AutoMQ follows that shared-storage direction. It is a Kafka-compatible streaming platform that separates compute from storage and uses S3-compatible object storage as the durable shared storage substrate. In private cloud or data center deployments, that means the object store can support Kafka-compatible brokers without turning every broker lifecycle event into retained-log migration.
That architecture still depends on validation. S3-compatible storage must meet the required API, latency, throughput, consistency, failure-domain, observability, and cost envelope. The difference is that the design starts from shared storage as a first-class Kafka substrate rather than treating object storage only as a downstream archive.
If your private cloud team is evaluating this path, the right next step is not a generic object-store benchmark. Build a Kafka workload PoC around your own retention, replay, failover, and operational goals, then compare sink, tiered storage, and shared storage modes on the same evidence.
References
- Apache Kafka Tiered Storage documentation
- KIP-405: Kafka Tiered Storage
- Amazon S3 data consistency model
- AutoMQ architecture overview
FAQ
Is S3-compatible storage the same as AWS S3 for Kafka?
No. S3-compatible storage usually means the API resembles Amazon S3, but Kafka also depends on latency, consistency, throttling, metadata visibility, failure behavior, and observability. Those properties vary by private cloud implementation and must be tested.
When is object storage a sink rather than Kafka storage?
It is a sink when Kafka Connect or an application consumes Kafka records and writes them to object storage for analytics, archival, or lake ingestion.

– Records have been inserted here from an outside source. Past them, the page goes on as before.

PR #2293, opened 2025-08-25
fix: handle notification without set domain in telemetry spans

vonagam:
https://github.com/ash-project/ash/commit/27aca515eb53f2ecb2dfc6d2c98f133a57e6ce71 added telemetry spans and uses `notification.domain` for span names but based on previous state, `Notification.new` signature and [documentation](https://github.com/ash-project/ash/blob/d10bd592905702438bc2536f1691fffbd424f065/lib/ash/action_input.ex#L933-L937) in `ActionInput` I would assume that `resource` is the only required field for `Ash.Notification`.

So this adds fallback to `Ash.Resource.Info.domain` if `notification.domain` is not set.

# Contributor checklist

- [ ] Chores
- [ ] Documentation changes
- [ ] Refactoring
- [ ] Update dependencies

### DIFF
--- a/lib/ash/notifier/notifier.ex
+++ b/lib/ash/notifier/notifier.ex
@@ -57,19 +57,14 @@ defmodule Ash.Notifier do
 
   defp do_notify(notifier, notification) do
     tracer = notification.changeset && notification.changeset.context[:private][:tracer]
+    domain = notification.domain || Ash.Resource.Info.domain(notification.resource)
 
     Ash.Tracer.span :notification,
-                    fn ->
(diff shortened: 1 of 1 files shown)


zachdaniel:

vonagam:
Ah, just force pushed a test...

Doesn't matter now, just wasn't sure if "Bug fixes include regression tests" means that all bug fixes should include tests now.

zachdaniel:
Ideally yes, but you can open a PR or not worry about it, your call :)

Kafka still relies on broker storage for its own log durability.
How is tiered storage different from shared storage?
Tiered storage keeps recent data on broker-local storage and moves older completed segments to remote storage. Shared storage uses object storage as the durable substrate behind Kafka-compatible brokers, so retained data is less tied to individual broker disks.

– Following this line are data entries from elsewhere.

PR #2297, opened 2025-08-28
fix: Allow ^actor() in upsert_condition

### LINKED ISSUE #1445: actor not available to upsert_condition
When you refer to an actor in upsert condition with the following: 
    upsert_condition expr(is_nil(^actor(:id)))

This produces the following error even if the actor is present on the query:
{:error, %Ash.Error.Invalid{changeset: "#Changeset<>",  errors: [%Ash.Error.Changes.ActionRequiresActor{splode: Ash.Error, bread_crumbs: [], vars: [], path: [], stacktrace: #Splode.Stacktrace<>, class: :invalid}]}}

FugiTech:
[The docs for upserts](https://hexdocs.pm/ash/create-actions.html#upserts) say to use `upsert_condition expr(user_id == ^actor(:id))` to restrict access to updating resources to the owner of the resource, as the create policy will be used and not the update policy when an upsert occurs.

When I attempted to do something similar I would consistently get an `Ash.Error.Changes.ActionRequiresActor` error, despite always passing in an `actor`. Upon digging in, the issue is that `filter` attempts to expand the `upsert_condition` expression and replace the `{:_actor, field}` placeholders immediately. However `Ash.Changeset.for_create` isn't populating the context with `actor`, I suspect because `do_for_action` is responsible for that logic.

I was unsure the best approach and opted for the simplest fix of adding `actor` to the context passed in to `filter`. 

This fixes #1445

# Contributor checklist

- [ ] Chores
- [ ] Documentation changes
- [ ] Refactoring
- [ ] Update dependencies

### DIFF
--- a/lib/ash/changeset/changeset.ex
+++ b/lib/ash/changeset/changeset.ex
@@ -1896,10 +1896,6 @@ defmodule Ash.Changeset do
         upsert_condition: upsert_condition
       }
     })
-    |> then(fn
-      changeset when upsert_condition != nil -> filter(changeset, upsert_condition)
-      changeset -> changeset
-    end)
     |> do_for_action(action, params, opts)
   end
 
@@ -2541,6 +2537,7 @@ defmodule Ash.Changeset do
                 changeset
                 |> prepare_changeset_for_action(action, opts)
                 |> handle_params(action, params, opts)
+                |> handle_upsert()
                 |> run_action_changes(
                   action,
                   opts[:actor],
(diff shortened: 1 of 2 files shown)


zachdaniel:
🤔 I see where you're going with it but I don't want to do the scope -> opts work multiple times if it can be avoided.

It seems like somewhere we are doing logic out of order or not setting the new private context before exapnding the upsert condition. Could you look to see if we can fix it that way?

FugiTech:
Understood, I originally chose to duplicate the work as I was afraid of touching `do_for_action`.

I've updated the PR to instead move the `filter` call inside `do_for_action` using a new helper, `handle_upsert`, that checks for the `upsert_condition` in the private context. I _believe_ this better matches the intended flow, and avoids duplicate work.

zachdaniel:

What should a private cloud Kafka PoC measure first?
Measure producer acknowledgment latency, tail consumer latency, replay throughput, object request behavior, cache hit ratio, recovery after broker loss, object-store endpoint failure, and whether operators can correlate Kafka symptoms with object-store metrics.
Where does AutoMQ fit in S3-compatible Kafka architecture?
AutoMQ is a Kafka-compatible shared storage architecture that uses S3-compatible object storage as the durable storage substrate. It is relevant when teams want Kafka semantics while reducing the operational coupling between brokers and retained local log data.